# Problem details
When a line of the material has the word "else" in it, copy that line.

*** Begin section ***

PR #15, opened 2019-02-06
Added driver for BH1750 digital ambient light sensor

conejoninja:


bh1750/bh1750.go
```diff
@@ -0,0 +1,73 @@
...
+	var coef uint32
+	if d.mode == CONTINUOUS_HIGH_RES_MODE || d.mode == ONE_TIME_HIGH_RES_MODE {
+		coef = HIGH_RES
+	} else if d.mode == CONTINUOUS_HIGH_RES_MODE_2 || d.mode == ONE_TIME_HIGH_RES_MODE_2 {
+		coef = HIGH_RES2
+	} else {
+		coef = LOW_RES
+	}
+	// 1.2 = measurement accuracy as per the datasheet
+	return int32(float32(100*coef*lux) / 1.2)
```
aykevl: You can avoid the floating point operation here by doing this calculation `*5/6`, which has the same effect:

    return coef*lux * 5 / 6 * 100

bh1750/bh1750.go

*** End section ***

# Task result
+	} else if d.mode == CONTINUOUS_HIGH_RES_MODE_2 || d.mode == ONE_TIME_HIGH_RES_MODE_2 {
+	} else {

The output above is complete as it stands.